No minimum post limit
No, you simply need to refrain from spamming
Good article
Helpful article for me, thanks a lot.
p.s. Your rating thing is broken, I have no idea which is high/low
Updated rating system
Hi there,
We've updated our rating system to display the total number of stars (ie. 1/5 being the worst and 5/5 being the best). You can rate each one of our articles by selecting your rating below the article (and above the comments section).
Google will not penalize for duplicate content
Google will not penalize you for duplicate content; rather - your content won't be indexed as unique content. There's no point in Google indexing the same piece of information over and over again, is there? Unlike products in a grocery store, where when you take one off the shelf another one needs to be on hand for the next customer. Online, one copy of content is accessible to everyone.
Content is duplicated all the time, and in legitimate fashion. That's how news and press releases get syndicated. The one thing to remember is that if you do decide to duplicate content, or a portion of something (and this applies to any literary work - think plagiarism), is this: Make sure you specify the original author and source URL of the original document.
So how do you ensure you're getting credit for original content? The only sure fire way of doing so is by making sure that not only does Google index your document first (install a sitemap and use Webmaster Tools to communicate this information to Google), but the more prominent back links are to your content, the more reputable it will be - think of it as votes for the legitimacy and value of your document.
So this is how it works in a nutshell.
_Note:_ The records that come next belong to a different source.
PR #709, opened 2022-08-25
Report the reason for the Internal Server Error, if an Exception is thrown by predict()

cmdr2:
Hi,

This is a minor change for reporting the reason for an Internal Server Error, if an Exception is thrown by predict(). This is really helpful for REST API users to understand what failed, especially when using models created by others.

make test-python passed successfully.

Also tested this works correctly with a local docker container running the Stable Diffusion model from replicate, by triggering a scenario where it's supposed to throw an Exception.

I tested by modifying the docker container with this PR, created a docker image and container from that, and tested that it no longer threw an opaque "Internal Server Error" message, but instead described the error correctly.

Thanks

Signed-off-by: cmdr2 <secondary.cmdr2@gmail.com>

PR #1071, opened 2023-06-07
Provide details in Internal Server Error responses for predict endpoint

mattt:
Reimplementation of https://github.com/replicate/cog/pull/709

Things have moved around a bit in `http.py` since the original PR was opened. Notably, the predict function is now delegated to a helper that's shared by a `POST` and idempotent `PUT` endpoint. That `raise HTTPException` call now has exception chaining that includes details in the traceback.

This PR reapplies https://github.com/replicate/cog/pull/709/commits/893b28bf7b5c4a57f3a86727fd725421c351d22e to include the original error message in the raised exception as well as chaining to that error.

### DIFF
--- a/python/cog/server/http.py
+++ b/python/cog/server/http.py
@@ -195,7 +195,7 @@ def create_app(
             response = PredictionResponse(**async_result.get().dict())
         except ValidationError as e:
             _log_invalid_output(e)
-            raise HTTPException(status_code=500) from e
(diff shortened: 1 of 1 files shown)


mattt:
Hmm, GitHub isn't picking up the `Co-authored-by` as expected. Trying again by rebasing and cherry-picking.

Independent of everything else, the first source Google can find gets credit. If there are multiple unique sources for the same topic, then a site's overall ranking, as well as the relevance and prominence of back links to your content, are taken into account.
How to prevent Drupal front pages from being blocked?
Hello,
Great article - this answered a lot of my questions about duplicate content and how it is treated by search engines. Two questions using Drupal:
1) Since the front page has its own name, will it be indexed if I block /node in robots.txt?
2) If I block /node in robots.txt, does that mean only the front page will be indexed, but not subsequent /node pages (ie. archived teaser pages)?
Thanks!
Drupal nodes and duplicate content
Hey there,
Great questions. I'm not sure I fully understand the first one, but here's a go at them:
1) The handling of your front page in Drupal depends on whether you have teasers set up (ie. a front page with a bunch of teasers that link to full pages). If you do, then the front page is only accessible via example.com and example.com/node. If you have /node blocked, search engines will only index example.com and you won't get hit for duplicate content on example.com/node. If you don't have teasers setup, your front page will be located at example.com and at example.com/title. If this is the case, you may want to block the /title version from robots.txt so there's no duplicate. I don't think you'll get penalized but you want to make sure Google indexes your root page, and not the /title page.
2) Yes, if you block /node, then the front page (in teaser mode) will get indexed. However, subsequent pages (ie. /node?page=2) will not.